Blog

Unlocking imaginations for 33 years

By Karen R Katanick
Upper School Art and Art History faculty

How have students changed since you began teaching?

Students have changed quite a bit in my 33 years at ULS. When I started teaching here the students were closer in age to me and I found them to be mature for their age. I think it had more to do with my perception of their sophistication than their real level of maturity. (I was and continue to be incredibly immature for my age) Students now-a-days seem more innocent to me. They are exposed to lots of worldly ideas via the internet and television but they maintain their sweetness through high school.

In the early days of my teaching, we had a very strict dress code and students were sent home if they somehow violated the dress code parameters. Now it’s much more relaxed. Having students dress well added to their air of sophistication, especially seeing boys in ties and collared shirts tucked in, and a suit jacket. I personally hated to have to wear dresses to school with dressy shoes and nylons, but I sure miss those days? It was impressive to see everyone so polished.

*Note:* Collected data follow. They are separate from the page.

PR #1413, opened 2019-11-25
Added some Package and PackageEntry utility functions

armandmcqueen:


api/python/quilt3/packages.py
```diff
@@ -225,6 +226,41 @@ def get_cached_path(self):
             return ObjectPathCache.get(physical_key)
         return None
 
+    def get_bytes(self, use_cache_if_available=True):
```
akarve: looks good. how about unit tests for a few of these, at least get_bytes?

api/python/quilt3/packages.py
```diff
@@ -225,6 +226,41 @@ def get_cached_path(self):
...
+        """
+        Returns the bytes of the object this entry corresponds to. If 'use_cache_if_available'=True, will first try to
+        retrieve the bytes from cache.
+        """
+        if use_cache_if_available:
+            cached_path = self.get_cached_path()
+            if cached_path is not None:
+                cached_file_url = fix_url(cached_path)
```
dimaryaz: `fix_url` is intended strictly for user input, where we want to handle both URLs and file paths (and rely on heuristics - e.g.,you could technically have a local file named `s3:`, but it's unlikely). Here, you know it's going to be a file path, so just use `pathlib`:
`pathlib.Path(cached_path).as_uri()`
or just read the bytes directly:
`pathlib.Path(cached_path).read_bytes()`

api/python/quilt3/packages.py
```diff
@@ -718,7 +754,31 @@ def get(self, logical_key):
...
 
-    # def get_as_pathlib(self):
+
+
+
+    def readme(self):
+        """
+        Find the README PackageEntry. Returns (readme_logical_key, readme_package_entry)
+
+        The README is the entry with the logical key 'readme.md' (case-insensitive). Will raise a QuiltException if
```
dimaryaz: Do we really want it to be case-insensitive? I wouldn't bother with the extra complexity.

api/python/quilt3/packages.py
```diff
@@ -225,6 +226,40 @@ def get_cached_path(self):
...
+
+
+    def get_as_string(self, use_cache_if_available=True):
+        """
+        Return the object as a string. Assumes that the file is encoded using utf-8.
+
+        If 'use_cache_if_available'=True, will first try to retrieve the object from cache.
+        """
+        obj_bytes = self.get_bytes(use_cache_if_available=use_cache_if_available)
+        return obj_bytes.decode("utf-8")
```
akarve: do we want `.decode("utf-8", "ignore")`? it's a bit more robust

armandmcqueen: No, I think we generally want to fail loudly if the bytes are not valid utf-8

api/python/quilt3/packages.py
```diff
@@ -225,6 +226,40 @@ def get_cached_path(self):
...
+        if use_cache_if_available:
+            cached_path = self.get_cached_path()
+            if cached_path is not None:
+                return get_bytes(pathlib.Path(cached_path).as_uri())
+
+        physical_key = _to_singleton(self.physical_keys)
+        data = get_bytes(physical_key)
+        return data
+
+    def get_as_json(self, use_cache_if_available=True):
```
akarve: technically this is `get_json_as_dict` because it returns `dict`

api/python/quilt3/packages.py
```diff
@@ -225,6 +226,40 @@ def get_cached_path(self):
...
+        """
+        Return the object as JSON. Assumes that the file is encoded using utf-8.
```
```suggestion
        Returns a JSON file as a `dict`. Assumes that the file is encoded using utf-8.
```

api/python/quilt3/packages.py
```diff
@@ -718,7 +753,23 @@ def get(self, logical_key):
...
+    def readme(self):
+        """
+        Returns the README PackageEntry
+
+        The README is the entry with the logical key 'README.md' (case-sensitive). Will raise a QuiltException if
+        no such entry exists.
+        """
+        if "README.md" not in self:
+            ex_msg = f"This Package is missing a README file. A Quilt recognized README file is a  file named " \
+                     f"'README.md' (case-insensitive)"
```
dimaryaz: "case-insensitive"

PR #1416, opened 2019-11-26
Implement Package.verify

dimaryaz:


api/python/quilt3/packages.py
```diff
@@ -1338,3 +1338,37 @@ def _filter(self, f, include_directories=False):
                 p._set(lk, entity)
 
         return p
+
+    def verify(self, src, extra_files=False):
```
armandmcqueen: I would do something like `extra_files_ok=False`

docs/API Reference/Package.md
```diff
@@ -111,25 +111,6 @@ Generator that traverses all entries in the package tree and returns tuples of (
 with keys in alphabetical order.
 
 
-## Package.load(readable\_file)  {#Package.load}
```
armandmcqueen: Why is this being deleted?

dimaryaz: Hm... Looks like it's because you renamed `load` to `_load`. Want to move the docstring back to `load`?

armandmcqueen: Yeah, I'll open a PR for that

api/python/quilt3/packages.py
```diff
@@ -1338,3 +1338,37 @@ def _filter(self, f, include_directories=False):
...
+            if entry.size != src_size:
+                return False
+            entry_url = src + quote(logical_key)
+            url_list.append(entry_url)
+            size_list.append(src_size)
+
+        if src_dict and not extra_files:
+            return False
+
+        hash_list = calculate_sha256(url_list, size_list)
```
akarve: Ideally we'd have "short-circuit" version of `calculate_sha256` but that can be done in a separate PR. i.e. this will do all hashes even if all but one of them are wrong. Expected-case performance would be much better with short circuit.

PR #1419, opened 2019-11-27
Add ability to only push a subset of data during push

armandmcqueen:
This was tested manually. Integration tests should be added as well, but they will probably come via a different PR.

### DIFF
--- a/api/python/quilt3/packages.py
+++ b/api/python/quilt3/packages.py
@@ -1051,7 +1051,7 @@ class Package(object):
 
 
     @ApiTelemetry("package.push")
-    def push(self, name, registry=None, dest=None, message=None):
+    def push(self, name, registry=None, dest=None, message=None, selector_fn=lambda logical_key, package_entry: True):
         """
         Copies objects to path, then creates a new package that points to those objects.
         Copies each object in this package to path according to logical key structure,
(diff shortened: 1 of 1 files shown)


api/python/quilt3/packages.py
```diff
@@ -1193,14 +1218,20 @@ def _materialize(self, dest_url):
         file_list = []
         entries = []
         for logical_key, entry in self.walk():
+
+            if selector_fn(logical_key, entry) == False:
+                # print(f"Skipping {logical_key}")
```
```suggestion
```

api/python/quilt3/packages.py
```diff
@@ -1193,14 +1218,20 @@ def _materialize(self, dest_url):
         file_list = []
         entries = []
         for logical_key, entry in self.walk():
+
+            if selector_fn(logical_key, entry) == False:
```
akarve: I don't understand why we set if the selector fails? we don't want `if selector_fn(...):`
```suggestion
            if not selector_fn(logical_key, entry):
```

api/python/quilt3/packages.py
```diff
@@ -1193,14 +1218,20 @@ def _materialize(self, dest_url):
         file_list = []
         entries = []
         for logical_key, entry in self.walk():
+
```
```suggestion
```

api/python/quilt3/packages.py
armandmcqueen: At this point the new package is empty (see line 1215). We need to go through the entries in the old package and add them to the new package. If the selector_fn is false, we add it as is. If the selector_fn is true and the data isn't already in s3, we need to copy it to s3 and then add it to the new package (lines 1234-1235)

akarve: updated suggestion

PR #1421, opened 2019-11-27
Add a command line version of Package.install

dimaryaz:


api/python/quilt3/main.py
```diff
@@ -46,6 +46,40 @@ def create_parser():
     )
     config_p.set_defaults(func=cmd_config)
 
+    shorthelp = "Install a package"
+    install_p = subparsers.add_parser("install", description=shorthelp, help=shorthelp)
+    install_p.add_argument(
+        "name",
+        help="Name of package, in the user/pkg format",
```
akarve: In docs we usually use all caps for template strings.
```suggestion
        help="Name of package, in the USER/PKG format",
```

api/python/quilt3/main.py
```diff
@@ -46,6 +46,40 @@ def create_parser():
...
+        type=str,
+    )
+    install_p.add_argument(
+        "--registry",
+        help="Registry where package is located. Defaults to the default remote registry.",
```
```suggestion
        help="Registry where package is located, usually s3://MY-BUCKET). Defaults to the default remote registry.",
```

armandmcqueen:
```suggestion
        help="Registry where package is located, usually s3://MY-BUCKET.",
```

api/python/quilt3/main.py
```diff
@@ -46,6 +46,40 @@ def create_parser():
...
+        type=str,
+        required=False,
+    )
+    install_p.add_argument(
+        "--dest",
+        help="Local path to download files to.",
+        type=str,
+        required=False,
+    )
+    install_p.add_argument(
```
armandmcqueen: Do we really need this argument? Having both destination and destination registry seems confusing to me.

api/python/quilt3/main.py
```diff
@@ -46,6 +46,40 @@ def create_parser():
...
+        "--top-hash",
+        help="Hash of package to install. Defaults to latest.",
+        type=str,
+        required=False,
+    )
+    install_p.add_argument(
+        "--dest",
```
akarve: What we call `--dest` is probably better called `--prefix`, but not change for now

api/python/quilt3/main.py
dimaryaz: True... But we should fix the Python API

PR #1496, opened 2020-01-10
Added CLI command `quilt3 disable-telemetry`

armandmcqueen:


api/python/quilt3/main.py
```diff
@@ -176,6 +181,10 @@ def create_parser():
     )
     catalog_p.set_defaults(func=cmd_catalog)
 
+    # disable-telemetry
+    shorthelp = "Configure quilt to not send anonymous usage metrics"
```
```suggestion
    shorthelp = "Disable anonymous usage metrics"
```

PR #1498, opened 2020-01-11
Check that hash belongs to the correct package. Use nanosecond timestamps

dimaryaz:
When resolving hash, find all valid hashes for the given package. This obviously adds latency. Check "latest" first, as a shortcut.
Use nanoseconds instead of seconds when naming versions - otherwise, we end up with collisions. (The old version gets overwritten - and that breaks the new hash resolver.)


armandmcqueen:
I think this adds too much latency for the benefit it gives. I wouldn't merge it

PR #1501, opened 2020-01-14
Ignore errors when looking up objects in the cache

dimaryaz:
Cache file can get corrupted if the `set` call is interrupted, etc.


armandmcqueen:
Should we clean up the cache file in that case?

LGTM

dimaryaz:
Probably... but then cleanup could cause an exception, so need to handle that. Probably safer to implement cleanup elsewhere.

PR #1503, opened 2020-01-15
Fully support public buckets

armandmcqueen:
When downloading data, try both a normal s3_client and an unsigned s3_client to determine which should be used.

### DIFF
--- a/api/python/quilt3/data_transfer.py
+++ b/api/python/quilt3/data_transfer.py
@@ -29,7 +29,6 @@ from .util import PhysicalKey, QuiltException
 class S3Api(Enum):
     GET_OBJECT = "GET_OBJECT"
     HEAD_OBJECT = "HEAD_OBJECT"
-    DELETE_OBJECT = "DELETE_OBJECT"
     LIST_OBJECT_VERSIONS = "LIST_OBJECT_VERSIONS"
     LIST_OBJECTS_V2 = "LIST_OBJECTS_V2"
 
@@ -94,10 +93,17 @@ class S3ClientProvider:
 
 
 
-    def find_correct_client(self, api_type, bucket, param_dict, check_fn):
+    def find_correct_client(self, api_type, bucket, param_dict):
         if self.client_type_known(api_type, bucket):
             return self.get_correct_client(api_type, bucket)
         else:
+            check_fn_mapper = {
+                S3Api.GET_OBJECT: check_get_object_works_for_client,
+                S3Api.HEAD_OBJECT: check_head_object_works_for_client,
+                S3Api.LIST_OBJECTS_V2: check_list_objects_v2_works_for_client,
+                S3Api.LIST_OBJECT_VERSIONS: check_list_object_versions_works_for_client
+            }
+            check_fn = check_fn_mapper[api_type]
             if check_fn(self.standard_client, param_dict):
                 self.set_cache(api_type, bucket, use_unsigned=False)
                 assert self.client_type_known(api_type, bucket), f"{self.key(api_type, bucket)}: {self._use_unsigned_client}"
@@ -165,7 +171,6 @@ def check_head_object_works_for_client(s3_client, params):
 
 
 
-# s3_client_provider = S3ClientProvider()
 s3_transfer_config = TransferConfig()
 
 # When uploading files at least this size, compare the ETags first and skip the upload if they're equal;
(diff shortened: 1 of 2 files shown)


api/python/quilt3/data_transfer.py
```diff
@@ -22,29 +23,145 @@
...
+            raise RuntimeError("get_correct_client was called, but the correct client type is not known. Only call "
+                               "get_correct_client() after checking if client_type_known()")
+
+        if self.should_use_unsigned_client(action, bucket):
+            return self.unsigned_client
+        else:
+            return self.standard_client
+
+    def key(self, action: S3Api, bucket: str):
+        return f"{action}/{bucket}"
```
dimaryaz: Why not just use a tuple `(action, bucket)`?

api/python/quilt3/data_transfer.py
```diff
@@ -277,6 +400,8 @@ def _copy_file_list_internal(s3_client, file_list, callback):
 
     stopped = False
 
+    s3_client_provider = S3ClientProvider()  # Share provider accross threads to reduce redundant public bucket checks
```
dimaryaz: Then it needs to be thread-safe?

api/python/quilt3/data_transfer.py
```diff
@@ -22,29 +23,145 @@
...
-        event_name, signal_not_transferring,
-        unique_id='datatransfer-not-transferring')
-    s3_client.meta.events.register_last(
-        event_name, signal_transferring,
-        unique_id='datatransfer-transferring')
 
-    return s3_client
+class S3Api(Enum):
+    GET_OBJECT = "GET_OBJECT"
+    HEAD_OBJECT = "HEAD_OBJECT"
```
dimaryaz: There's no point making a distinction between `HEAD` and `GET` - it's a single S3 permission.

But even `GET` vs `LIST` is tricky - see the 403/404 comment.

api/python/quilt3/data_transfer.py
armandmcqueen: It is threadsafe for this usage AFAICT. Logically it is a cache representation of a static dataset, so the concurrency requirements are very simple

api/python/quilt3/data_transfer.py
```diff
@@ -22,29 +23,145 @@
...
+    except ClientError as e:
+        if e.response["Error"]["Code"] == "AccessDenied":
+            return False
+
+def check_get_object_works_for_client(s3_client, params):
+    try:
+        s3_client.get_object(**params, Range='bytes=0-0')  # Only get the first byte so it is fast
+        return True
+    except ClientError as e:
+        if e.response["Error"]["Code"] == "AccessDenied":
```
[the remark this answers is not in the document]
armandmcqueen: I think this doesn't matter? In that case, the check_fn with the normal_credentials will fail, the check_fn with the unsigned_credentials will fail and the user will get an S3 AccessDenied error as they should

api/python/quilt3/data_transfer.py
```diff
@@ -22,29 +23,145 @@
...
+    try:
+        s3_client.list_objects_v2(**params, MaxKeys=1)  # Make this as fast as possible
+        return True
+    except ClientError as e:
+        if e.response["Error"]["Code"] == "AccessDenied":
+            return False
+
+def check_get_object_works_for_client(s3_client, params):
+    try:
+        s3_client.get_object(**params, Range='bytes=0-0')  # Only get the first byte so it is fast
```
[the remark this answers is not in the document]
armandmcqueen: Fixed, thanks

akarve:
@armandmcqueen encountering a crash:
```
(pytorch_p36) sh-4.2$ quilt3 install quilt/altair \
>     --registry s3://quilt-example \
>     --dest ./my/directory/
  File "/home/ec2-user/anaconda3/envs/pytorch_p36/bin/quilt3", line 11, in <module>
    load_entry_point('quilt3', 'console_scripts', 'quilt3')()
  File "/home/ec2-user/SageMaker/quilt/api/python/quilt3/main.py", line 312, in main
    return func(**kwargs)
  File "/home/ec2-user/SageMaker/quilt/api/python/quilt3/telemetry.py", line 138, in decorated
    results = func(*args, **kwargs)
  File "/home/ec2-user/SageMaker/quilt/api/python/quilt3/packages.py", line 439, in install
    pkg = cls._browse(name=name, registry=registry, top_hash=top_hash)
  File "/home/ec2-user/SageMaker/quilt/api/python/quilt3/packages.py", line 514, in _browse
    top_hash = get_bytes(top_hash_file).decode('utf-8').strip()
  File "/home/ec2-user/SageMaker/quilt/api/python/quilt3/data_transfer.py", line 705, in get_bytes
    s3_client = S3ClientProvider().find_correct_client(S3Api.GET_OBJECT, src.bucket, params)
  File "/home/ec2-user/SageMaker/quilt/api/python/quilt3/data_transfer.py", line 104, in find_correct_client
    if check_fn(self.standard_client, param_dict):
  File "/home/ec2-user/SageMaker/quilt/api/python/quilt3/data_transfer.py", line 158, in check_get_object_works_for_client
    s3_client.head_object(head_args)  # HEAD/GET share perms, but HEAD always fast
  File "/home/ec2-user/anaconda3/envs/pytorch_p36/lib/python3.6/site-packages/botocore/client.py", line 355, in _api_call
    "%s() only accepts keyword arguments." % py_operation_name)
TypeError: head_object() only accepts keyword arguments.
```

PR #1504, opened 2020-01-15
Use hosted s3proxy for local mode catalog

kevinemoore:
## Description

Apparently due a bug in Docker on Mac, `quilt3 catalog` had been crashing on calls through the local s3 proxy. This change points local catalogs to the hosted s3proxy in users' config. The default is the s3proxy in the open.quiltdata.com stack.

### DIFF
--- a/api/python/quilt3/main.py
+++ b/api/python/quilt3/main.py
@@ -69,7 +69,9 @@ def _launch_local_s3proxy():
     # Workaround for a Docker-for-Mac bug in which the container
     # ends up with a different DNS server than the host.
     # Workaround #2: use only IPv4 addresses.
-    # TODO: reintroduce this once Docker-for-Mac DNS works reliably
+    # Note: leaving this code in though it isn't called so that it
+    # can be reintroduced once Docker-for-Mac DNS works reliably.
+    # TODO: switch back to this local s3proxy or remove this function
     if sys.platform == 'darwin':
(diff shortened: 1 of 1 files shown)


api/python/quilt3/main.py
```diff
@@ -69,6 +69,7 @@ def _launch_local_s3proxy():
     # Workaround for a Docker-for-Mac bug in which the container
     # ends up with a different DNS server than the host.
     # Workaround #2: use only IPv4 addresses.
+    # TODO: reintroduce this once Docker-for-Mac DNS works reliably
```
armandmcqueen: I don't understand this TODO

api/python/quilt3/main.py
```diff
@@ -147,23 +142,19 @@ def cmd_catalog(navigation_target=None, detailed_help=False):
     while True:
         if time.time() - start_time > failure_timeout_secs:
             catalog_failed = _test_url(local_catalog_url)
-            s3proxy_failed = _test_url(local_s3proxy_url)
```
armandmcqueen: If we only have the one catalog running, this logic can be simplified:
```
while True:
    if _test_url(local_catalog_url):
        break
    else:
        if time.time() - start_time > failure_timeout_secs:
            raise QuiltException("The local catalog container did not successfully launch")
        time.sleep(pool_interval_secs)
```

With so much social turbulence now — and through the years you’ve taught at Liggett — have you seen students using their art to express their feelings and views?

I do not seem to incite the fervor from students in regards to: social protest, political ideas, and climate change. Occasionally, someone will want to create something that has a viewpoint, however, based on the subjects that I teach and the levels of experience – personal cultural concepts, tend to be expressed by older students in our advanced level program. I encourage the students to explore topics that are connected to their high school experience and prior knowledge.

I used to see more angst when I taught the advanced studio art class and AP Art History. My students tend to respond to their immediate circumstances. Because the country is so divided politically at this time, I discourage students from expressing their personal preferences. Instead we focus on ways to be kind to one another in spite of our differences.

Tell us about notable students of yours who went on to make a career out of art, and do you stay in touch with them?

Making a career out of art is not an easy thing to do which is how I ended up teaching at University Liggett School. I have, however, had a number of students who have successfully navigated the art world. Case in point, our own Cybelle Codish, who has a thriving photography business and was recently awarded a Kresge Grant. In the early days of Cybelle’s business she did her film processing and printing in our darkroom. I still have photos of Thornetta Davis, and other music legends in the darkroom that Cybelle left behind. We have maintained a relationship that is warm and supportive throughout these many years. I consider her and her family an extension of my family. My husband, Mark “the PazMan,” played in many venues Cybelle photographed, and he often included her brother Chris Codish as his keyboard player in his band, PazMan’s Supersession.

Which brings me to ULS alumni Duncan McMillan. Back in the early 1990’s when Duncan was a junior in high school, he was part of the planning committee for the Prom. Duncan wanted to have a “Blues Music” themed prom. I mentioned to him that I knew the “PazMan” and could inquire whether his band would be available to be the live entertainment. The Motor City Blues Project played the Prom and we didn’t see Duncan the whole night because he was hanging out backstage and getting to know the band. Fast forward a few years, and Duncan, like Chris Codish, would be the keyboardist for Mark’s band when Chris wasn’t available. If it weren’t for Duncan, I probably wouldn’t be the “PazWoman.” Duncan plays more jazz then blues these days, and can be found around town tinkling the ivories. I often see Duncan’s name on the venue at the Dirty Dog Jazz Café on Mack. I couldn’t be more proud of him.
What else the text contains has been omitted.